Alternative: Prometheus Operator
If you prefer Prometheus Operator, enable config/prometheus/monitor.yaml
and ensure your Prometheus selects the Service/namespace. The OTel Collector pattern above is the recommended default for multi-backend and future tracing/logs.
Quick local test via port-forward + curl
Secure metrics are enabled by default.
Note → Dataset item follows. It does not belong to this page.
PR #3235, opened 2019-10-15
Adjust max node number for sandiatoss3 short q

oksanaguba:
Adjust max node number for sandiatoss3 short q.

According to help for short q,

Use HTTPS, skip cert verify, and include a valid bearer token.
- Port-forward the controller manager Deployment:
kubectl -n go-agent-remediator-system port-forward deploy/go-agent-remediator-controller-manager 8443:8443
- Fetch a token from a ServiceAccount with permissions to view metrics (e.g., the controller manager SA):
SA=go-agent-remediator-controller-manager
NS=go-agent-remediator-system
SECRET=$(kubectl -n "$NS" get sa "$SA" -o jsonpath='{.secrets[0].name}')
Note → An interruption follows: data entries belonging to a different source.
PR #3238, opened 2019-10-16
Flow of Agricultural Nitrogen (FAN) 

juliusvira:
This PR contains a prototype implementation of the FAN model (https://www.geosci-model-dev-discuss.net/gmd-2019-233/) in the E3SM Land Model. The model evaluates volatilization losses of nitrogen from fertilizers and livestock manure. The N fertilization rate and timing is determined by the crop model; the manure N is read from an additional stream file.

At present, the FAN code is only "one-way" coupled to the ELM N cycle: FAN uses the fertilization applied in crop model, but the losses evaluated by FAN are fed back to ELM. Therefore, enabling FAN should not change answers for any existing variables in ELM. The NH3 losses evaluated by FAN/ELM are generally similar to those in the CLM implementation except where the fertilizer applications differ.

### DIFF
--- a/cime/scripts/Tools/jenkins_generic_job
+++ b/cime/scripts/Tools/jenkins_generic_job
@@ -1,7 +1,7 @@
 #!/usr/bin/env python
 
 """
-Jenkins runs this script to perform a test of an e3sm 
+Jenkins runs this script to perform a test of an e3sm
 test suite. Essentially, a wrapper around create_test and
 wait_for_tests that handles cleanup of old test results and
 ensures that the batch system is left in a clean state.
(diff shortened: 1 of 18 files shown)


bishtgautam:
@juliusvira, Could you rebase your branch of the latest e3sm master to resolve the conflicts? thanks.

rljacob:
@juliusvira let us know if you need help rebasing.

juliusvira:
The problem is that I'm no longer at Cornell and have very little time to work on this. There seem be some conflicts but I have not yet had a chance to see how difficult they will be to resolve.

rljacob:
Closing until a new developer can be found.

TOKEN=$(kubectl -n "$NS" get secret "$SECRET" -o jsonpath='{.data.token}' | base64 -d)
- Curl the metrics endpoint (HTTPS, insecure):
curl -k -H "Authorization: Bearer $TOKEN" https://localhost:8443/metrics
If you prefer HTTP without TLS (dev only), run the manager with --metrics-secure=false
and bind to :8080
, then:
kubectl -n go-agent-remediator-system port-forward deploy/go-agent-remediator-controller-manager 8080:8080
curl http://localhost:8080/metrics
Example Grafana panels (PromQL)
- Reconcile success ratio (1h):
sum(rate(remediator_reconciles_total{result="success"}[1h]))
/
sum(rate(remediator_reconciles_total[1h]))
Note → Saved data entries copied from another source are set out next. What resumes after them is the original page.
PR #3249, opened 2019-10-23
Initial support for tri-grid configurations

jonbob:
This PR brings in scripts changes to support the first tri-grid configurations. It's intended to be able to run land-only, AMIP, and fully-coupled compsets at specific resolutions on which land and runoff are both on either the r05 or r0125 grids. Specifically it supports:
* r05_r05.I1850CLM45CN
* r0125_r0125.I1850CLM45CN
* ne30_r05_ne30.F20TRC5-CMIP6
* ne30_r0125_ne30.F20TRC5-CMIP6
* ne30_r05_oECv3.A_WCYCL1850
* ne30_r0125_oECv3.A_WCYCL1850

### DIFF
--- a/components/clm/bld/namelist_files/namelist_defaults_clm4_5.xml
+++ b/components/clm/bld/namelist_files/namelist_defaults_clm4_5.xml
@@ -221,6 +221,8 @@ lnd/clm2/surfdata_map/surfdata_48x96_simyr2000_c130927.nc</fsurdat>
 <fsurdat hgrid="64x128"    sim_year="2000">
 lnd/clm2/surfdata_map/surfdata_64x128_simyr2000_c170111.nc</fsurdat>
 
+<fsurdat hgrid="0.125x0.125"  sim_year="2000" use_crop=".false." >
+lnd/clm2/surfdata_map/surfdata_0.125x0.125_simyr2000_c190730.nc</fsurdat>
 <fsurdat hgrid="0.9x1.25"  sim_year="2000" use_crop=".false." >
 lnd/clm2/surfdata_map/surfdata_0.9x1.25_simyr2000_c180404.nc</fsurdat>
 <fsurdat hgrid="1.9x2.5"   sim_year="2000" use_crop=".false." >
@@ -284,6 +286,8 @@ lnd/clm2/surfdata_map/surfdata_360x720cru_simyr1850_c180216.nc</fsurdat>
 <fsurdat hgrid="48x96"        sim_year="1850" use_crop=".false." >
 lnd/clm2/surfdata_map/surfdata_48x96_simyr1850_c130927.nc</fsurdat>
 
+<fsurdat hgrid="0.125x0.125"  sim_year="1850" use_crop=".false." >
+lnd/clm2/surfdata_map/surfdata_0.125x0.125_simyr1850_c190730.nc</fsurdat>
 <fsurdat hgrid="0.9x1.25"     sim_year="1850" use_crop=".false." >
 lnd/clm2/surfdata_map/surfdata_0.9x1.25_simyr1850_c180306.nc</fsurdat>
 <fsurdat hgrid="1.9x2.5"      sim_year="1850" use_crop=".false." >
@@ -1405,7 +1409,7 @@ this mask will have smb calculated over the entire global land surface
 <map frm_hgrid="0.5x0.5"    frm_lmask="AVHRR"  to_hgrid="0.5x0.5"   to_lmask="nomask" 
 >lnd/clm2/mappingdata/maps/0.5x0.5/map_0.5x0.5_AVHRR_to_0.5x0.5_nomask_aave_da_c111021.nc</map>
 <map frm_hgrid="0.5x0.5"    frm_lmask="MODIS"  to_hgrid="0.5x0.5"   to_lmask="nomask" 
->lnd/clm2/mappingdata/maps/0.5x0.5/map_0.5x0.5_MODIS_to_0.5x0.5_nomask_aave_da_c111021.nc</map>
+>lnd/clm2/mappingdata/maps/0.5x0.5/map_0.5x0.5_MODIS_to_0.5x0.5_nomask_aave_da_c190417.nc</map>
 <map frm_hgrid="0.5x0.5"    frm_lmask="nomask"  to_hgrid="0.5x0.5"   to_lmask="nomask" 
 >lnd/clm2/mappingdata/maps/0.5x0.5/map_0.5x0.5_nomask_to_0.5x0.5_nomask_aave_da_c111021.nc</map>
 <map frm_hgrid="10x10min"    frm_lmask="IGBPmergeICESatGIS"  to_hgrid="0.5x0.5"   to_lmask="nomask" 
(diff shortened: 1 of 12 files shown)


jonbob:
Testing with test-merge to master:
* SMS.r05_r05.I1850CLM45CN.compy_intel - PASS
* SMS.r0125_r0125.I1850CLM45CN.compy_intel - FAIL
* SMS.ne30_r05_ne30.F20TRC5-CMIP6.compy_intel - FAIL (PASS with pio type netcdf for ATM)
* SMS.ne30_r0125_ne30.F20TRC5-CMIP6.compy_intel - FAIL (PASS with pio type netcdf for ATM)
* SMS.ne30_r05_oECv3.A_WCYCL1850.compy_intel - FAIL (missing finidat file for ELM, PASS with finidat = ' ' in user_nl_clm)
* SMS.ne30_r0125_oECv3.A_WCYCL1850.compy_intel - IN QUEUE

TO FIX: 
* Solar_1850-2299_input4MIPS_c20171207.nc replace or change to netcdf3 
  @singhbalwinder - there are two files for this with different date stamps, one of which
  is netcdf3 and the other is HDF5. Comparing with cprnc says the files are identical -- is it OK
  to change CAM scripts to point at the netcdf3 version?

* missing finidat file for SMS.ne30_r05_oECv3.A_WCYCL1850.compy_intel -- @bishtgautam ?

* wrong params file for SMS.r0125_r0125.I1850CLM45CN.compy_intel? incorrect definition? @bishtgautam ?

singhbalwinder:
Yes, if the files are identical, I don't see a reason not to switch to netcdf3. Thanks @jonbob .

jonbob:
Thanks @singhbalwinder - I think the files were simply converted by @sarich but not in the scripts. I'll make that change in this PR and add you to the reviewers, if you'd like

rljacob:
Yes all the configs should point to the netcdf3 files.

rljacob:
All *new* configs should point to and use only netcdf3 files.   The old ones will be updated soon.

jonbob:
@rljacob - these were not new use-case configs, just old ones that point to a netcdf3 issue in testing. I've switched the files they point at and re-testing

rljacob:
Ok that's fine.

bishtgautam:
@jonbob The `SMS.r0125_r0125.I1850CLM45CN.compy_intel` was crashing in the land component because the model was running out of memory. After I increased `NTASKS_LND` from 160 to 320, the land model initialized successfully. But, the model crashed during MOSART initialization, which I suspect is also related to model running out of memory. I have increased NTASKS for ATM and OCN to 320 and submitted a new job, which is in queue now. I will give an update after the job finishes.

jonbob:
Thanks for tracking that down, @bishtgautam . And it makes all kinds of sense -- I hadn't realized how small the layout was

components/clm/bld/namelist_files/namelist_defaults_clm4_5.xml
```diff
@@ -236,6 +248,10 @@ lnd/clm2/surfdata_map/surfdata_ne4np4_simyr2000_c160614.nc</fsurdat>
 lnd/clm2/surfdata_map/surfdata_ne4pg2_simyr2000_c190620.nc</fsurdat>
 <fsurdat hgrid="ne240np4"      sim_year="2000" use_crop=".false." >
 lnd/clm2/surfdata_map/surfdata_ne240np4_simyr2000_c170821.nc</fsurdat>
+<fsurdat hgrid="r05"         sim_year="2000" >
+lnd/clm2/surfdata_map/surfdata_0.5x0.5_simyr2000_c190418.nc</fsurdat>
+<fsurdat hgrid="r0125"       sim_year="2000" use_crop=".false." >
+lnd/clm2/surfdata_map/surfdata_0.125x0.125_simyr2000_c190730.nc</fsurdat>
```
tangq: We've decided to switch to year 2010 for the current climate condition. Year 2010 files will be needed.

components/clm/bld/namelist_files/namelist_defaults_clm4_5.xml
```diff
@@ -355,6 +377,13 @@ lnd/clm2/surfdata_map/surfdata_twpx4v1_simyr2000_c170706.nc</fsurdat>
 <flanduse_timeseries hgrid="ne11np4" sim_year_range="1850-2000"
  use_crop=".false."  >lnd/clm2/surfdata_map/surfdata.pftdyn_ne11np4_hist_simyr1850-2005_c160803.nc</flanduse_timeseries>
 
+<flanduse_timeseries hgrid="r0125" sim_year_range="1850-2000"
+ use_crop=".false." >lnd/clm2/surfdata_map/landuse.timeseries_0.125x0.125_hist_simyr1850-2015_c191004.nc</flanduse_timeseries>
+
+<flanduse_timeseries hgrid="r05" sim_year_range="1850-2000"
+  use_crop=".false." >lnd/clm2/surfdata_map/landuse.timeseries_0.5x0.5_hist_simyr1850-2015_c191004.nc</flanduse_timeseries>
```
tangq: Should the sim_year_range be 1850-2015, if it is for the historical transient and AMIP runs?

jonbob:
@bishtgautam - can you help me with @tangq's comments? Do we need different surface and landuse files?

tangq:
@jonbob , I was checking the r0125 changes that might need to be added to the North America RRM PR and came across the files and made the suggestions above.

When I was creating the F2010 compsets, at least because of the land use and land cover data is different for years 2000 and 2010, I had to update the land surface data files.

bishtgautam:
@jonbob, @tangq, I believe we don't need to update LULC files but I might have to generate new land surface file. Let me look into this and get back to you.

tangq:
To clarify...For the LULC files, I only suggested to update the "sim_year_range" settings to 1850-2015, not the data files. I am not sure if "sim_year_range" will be pick up and used by the model to determine the period of the files. If so, it may cause errors.

bishtgautam:
> To clarify...For the LULC files, I only suggested to update the "sim_year_range" settings to 1850-2015, not the data files

That is exactly right and for this reason I think there won't be a need to generate new files. I will add support for `sim_year_range = 1850-2015` if it doesn't exist already, and make other necessary changes.

jonbob:
With thanks to @bishtgautam and @singhbalwinder, here's the current testing status:
- SMS.r05_r05.I1850CLM45CN.compy_intel - PASS
- SMS.r0125_r0125.I1850CLM45CN.compy_intel - PASS (on 640 pes)
- SMS.ne30_r05_ne30.F20TRC5-CMIP6.compy_intel - PASS
- SMS.ne30_r0125_ne30.F20TRC5-CMIP6.compy_intel - PASS
- SMS.ne30_r05_oECv3.A_WCYCL1850.compy_intel - FAIL (missing finidat file for ELM, PASS with finidat = ' ' in user_nl_clm)
- SMS.ne30_r0125_oECv3.A_WCYCL1850.compy_intel - PASS

jonbob:
Thanks @bishtgautam - that fixed the last failing test. Once we address @tangq's comments, this should be about ready

bishtgautam:
@tangq, The LULC files are applicable to `1850-2015`, but the current surface dataset is for 2000. I have created new surface datasets for 2010. But, I'm not very inclined to set surface dataset with 2010 LULC for `sim_year="2000"` because the compset name is then misleading. 

Here are few questions to you and broader community on changes to the compsets.

- If we are to switch the present day to be 2010 instead of 2000, which of the following option are we going to choose (or there is an another option)? 
  - Redefine existing compsets (i.e. `FC5AV1C-L` will be become `2010_CAM5%AV1C-L_CLM45%SPBC_CICE%PRES_DOCN%DOM_SROF_SGLC_SWAV`  instead of `2000_CAM5%AV1C-L_CLM45%SPBC_CICE%PRES_DOCN%DOM_SROF_SGLC_SWAV`), 
  - Add new compests (i.e. `FC5AV1C-2010-L` as `2010_CAM5%AV1C-L_CLM45%SPBC_CICE%PRES_DOCN%DOM_SROF_SGLC_SWAV`)
  - Keep existing compsets as is but modify certain files under the hood (i.e.  for `sim_year="2000"`, the land surface dataset actually points to year 2010)

- Regarding transient runs:
  - Similarly, are we going to redefine all `20TR` compsets (i.e. `./query_config --compset all | grep 20TR`) to be from 1850-2015? Or, we going to create new compsets? Or, are we going to keep the compsets as is and modify files under the hood?

These comments are not specific to this PR

tangq:
@bishtgautam , we are not updating the old `sim_year="2000"` compsets. Instead, we created new F2010 compsets to avoid confusion.

The new F2010 compsets (F2010C5-CMIP6-LR, F2010C5-CMIP6-HR) were first created on maint-1.0. On the current master, the low-res version (F2010SC5-CMIP6) is already available and the high-res version will be there soon. We need the 2010 land surface data to support these 2010 compsets. So, the new `sim_year=2010` compsets use the land surface data of 2010. The old `sim_year=2000` compsets keep using 2000 surface data -- No under-the-hood tweaks.

For the transient cases, only those of CMIP6 will need to be 1850-2015. The old CMIP5 ones will stay as 1850-2005.

bishtgautam:
>The old `sim_year=2000` compsets keep using 2000 surface data -- No under-the-hood tweaks.

This is great. 

Following land surface dataset for `sim_year=2010` are available on E3SM inputdata server:
- `surfdata_0.5x0.5_simyr2010_c191025.nc`
- `surfdata_0.125x0.125_simyr2010_c191025.nc`

We can use these new surface datasets when new F2010 compsets are merged from maint-1.0 to master or directly created on master.

tangq:
> Following land surface dataset for `sim_year=2010` are available on E3SM inputdata server:
> 
>     * `surfdata_0.5x0.5_simyr2010_c191025.nc`
> 
>     * `surfdata_0.125x0.125_simyr2010_c191025.nc`

@bishtgautam , we need to add the default name list settings to pick up these files for r05 and r0125 grids when `sim_year=2010`, right?

bishtgautam:
>@bishtgautam , we need to add the default name list settings to pick up these files for r05 and r0125 grids when sim_year=2010, right?

But, this PR is not adding any compsets for `sim_year=2010`.

tangq:
@bishtgautam , I meant adding changes to components/clm/bld/namelist_files/namelist_defaults_clm4_5.xml. For example, for r0125 the changes should be something similar to

`<fsurdat hgrid="r0125"       sim_year="2010" use_crop=".false." >
lnd/clm2/surfdata_map/surfdata_0.125x0.125_simyr2010_c191025.nc</fsurdat>`

bishtgautam:
One could make the changes you have suggested in `namelist_defaults_clm4_5.xml`, but since there is no compset (at least not yet in this PR) that can use the 2010 surface dataset, why make that change? Moreover, one needs to test if that surface dataset correctly works.

tangq:
I agree that we can make these changes later when adding the tri-grid support for 2010 compsets.

jonbob:
@tangq - are your issues with this PR all resolved? It sounds like we'll add the 2010 compsets later and include support for these grids?

jonbob:
@rljacob - can you please review this PR soon? I think it's about ready, but I would very much appreciate another set of eyes on the additions to the automated testing suites.

tangq:
@jonbob , yes, they are resolved. We can add them in future PRs. This PR is good to go now.

components/clm/bld/namelist_files/namelist_defaults_clm4_5.xml
```diff
@@ -1666,35 +1685,37 @@ this mask will have smb calculated over the entire global land surface
 <!-- Created by lnd/clm/bld/namelist_files/createMapEntry.pl--> 
 
 <map frm_hgrid="0.5x0.5"    frm_lmask="AVHRR"  to_hgrid="0.125x0.125"   to_lmask="nomask" 
->lnd/clm2/mappingdata/maps/0.125x0.125/map_0.5x0.5_AVHRR_to_0.125x0.125_nomask_aave_da_c140702.nc</map>
+>lnd/clm2/mappingdata/maps/0.125x0.125/map_0.5x0.5_AVHRR_to_0.125x0.125_nomask_aave_da_c190725.nc</map>
```
rljacob: Is this switching to a netcdf3 version of this file?

bishtgautam: What ncdump option can I use to verify if the file is netcdf3?

tangq: I use `ncdump -k`

bishtgautam: Found it. `ncdump -k`

bishtgautam: The file is in `classic` format, but the file is not used by the model. It is used during preprocessing to create land surface dataset. Do you want me to regenerate all files?

rljacob: No only if its read in by the model.   But this raises a new question:  why are files not needed by the model in the namelist_defaults_clm4_5.xml?

bishtgautam: The `mksurfdata_map` (pre-processing tools) needs information about mapping files for remapping raw datasets onto new land surface resolution. The information about the mapping files in stored in the `namelist_defaults_clm4_5.xml`.

tangq: To answer @rljacob 's question, my understanding is that putting these mapping file info in the namelist_defaults_clm4_5.xml ensures that the pre-processing tools and the model are consistent by using the same *.xml files to provide settings.

jonbob:
merged to next

dqwu:
@jonbob 
The new test SMS.r05_r05.I1850CLM45CN failed on melvin, see:
https://my.cdash.org/testDetails.php?test=50894161&build=1722007

There are no run time errors, but some input files are missing:
```
  Model clm missing file fsurdat = '/sems-data-store/ACME/inputdata/lnd/clm2/surfdata_map/surfdata_0.5x0.5_simyr1850_c190418.nc'
Failed to find or download file /ascldap/users/jenkins/acme/scratch/SMS.r05_r05.I1850CLM45CN.melvin_gnu.C.JNextDeveloper20191029_221231/run/inputdata_checksum.dat
  Model clm missing file fatmlndfrc = '/sems-data-store/ACME/inputdata/share/domains/domain.lnd.r05_oEC60to30v3.190418.nc'
Failed to find or download file /ascldap/users/jenkins/acme/scratch/SMS.r05_r05.I1850CLM45CN.melvin_gnu.C.JNextDeveloper20191029_221231/run/inputdata_checksum.dat
```

jonbob:
Merged to master
Blessed new baselines on melvin and anvil but will have to modify the pe-layouts  for new tests on sandiatoss3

- Reconcile latency p95 (1h):
histogram_quantile(0.95,
sum by (le) (rate(remediator_reconcile_duration_seconds_bucket[1h]))
)
- Active violations by severity:
sum by (severity) (violations_active)
- Plans generated (rate, by application):
sum by (application) (rate(remediation_plans_generated_total[1h]))
- Actions success/failure (rate, by type):
sum by (type, status) (rate(actions_executed_total[1h]))
- PRs opened (24h, top repos):
topk(5, sum by (repo) (rate(pr_opened_total[24h])))
Troubleshooting
- Empty metrics: confirm metrics Service exists, OTel Collector is running, and the scrape job selects the correct Service/port.
- 403/401 when curling: include a valid bearer token with access to the metrics endpoint.
- TLS errors: use
-k
(insecure) for quick testing, or configure proper certs for the metrics endpoint and OTel Collector.